The Company has concluded that the initial conditions which raised substantial doubt regarding the ability to continue as a going concern have been alleviated. As of June 30, 2018, we had cash of $81,976 and a working capital deficiency of $2,412,925. Included in current liabilities are accrued dividends that the Company is not obligated to pay at this point in time, and the Company is in compliance with its preferred shareholder agreement. Further, capitalized lease obligations for our enterprise level infrastructure in our data centers are related to long term contracts with clients, in which clients are represented in the accounts receivable as a month of billing in the current liabilities, whereas, the entire year of lease payments are recorded for future obligations.  Our Enterprise Bank obligation relates to the acquisition of Message Logic of $350,000 is structured so that DSC can be relieved of such obligation without impact. Additionally, deferred revenue, are obligations to perform services for clients, in which these clients have signed long term agreements with cancelation clauses obligating them to pay for such services, even if the client cancels within term.  Capital lease obligations are owed to a company owned by the President of DSC. The Company has on previous occasions been able to renegotiate the leases to relieve pressure on its capital position.

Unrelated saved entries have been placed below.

PR #1088, opened 2025-11-11
[19.0][FIX] report_xlsx: Preserve custom context by using context from report instead of user context

DucTruongKomit:
Steps to Reproduce:

Try to set with_context when print the XLSX report. for example with_context(uom_id=1).
when print the report the context uom_id never show up.
Observer Behavior

Expected Behavior

### DIFF
--- a/report_xlsx/static/src/js/report/action_manager_report.esm.js
+++ b/report_xlsx/static/src/js/report/action_manager_report.esm.js
@@ -8,8 +8,14 @@ registry
         if (action.report_type === "xlsx") {
             const type = action.report_type;
             let url = `/report/${type}/${action.report_name}`;
+            for (const key_data in action.data) {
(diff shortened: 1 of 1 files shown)


DucTruongKomit:
@HviorForgeFlow Hello! Could you help to review this PR, please?

the fix is already existing in v17, but not in 18 an 19.
https://github.com/OCA/reporting-engine/pull/933

HviorForgeFlow (approved):

HviorForgeFlow:
Thanks @DucTruongKomit for moving this PR to this newer version, do you mind add also the fix for the branch 18.0? I will review it asap.

DucTruongKomit:
@HviorForgeFlow 
https://github.com/OCA/reporting-engine/pull/1057

I created already here.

The Company recognized a net loss available to common shareholders of $41,037 for the six months ended June 30, 2018 and generated cash from operations of $123,546. Revenue growth for the quarter had a higher percentage of equipment and software sales and has a result of the mix of product and services overall margin have been impacted. Equipment and software normally have lower margin than subscription services such as IaaS and disaster recovery.


There is no assurance that the conditions that raise substantial doubt regarding the Company’s ability to continue as a going concern will be mitigated by the factors enumerated above. To further alleviate the concern, management has determined that related party capitalized leases can be refinanced. Further, senior management is committed to funding the Company’s operations for growth and expansion for the next 12 months.


The consolidated financial statements do not include any adjustments to reflect the possible future effects on the recoverability and classification of assets or the amounts and classification of liabilities that may result from the matters discussed herein. While we believe in the viability of management’s strategy to generate sufficient revenue, control costs and the ability to raise additional funds if necessary, there can be no assurances to that effect. The Company’s ability to continue as a going concern is dependent upon our continued sales efforts, the ability to further implement the business plan, generate sufficient revenues and to control operating expenses.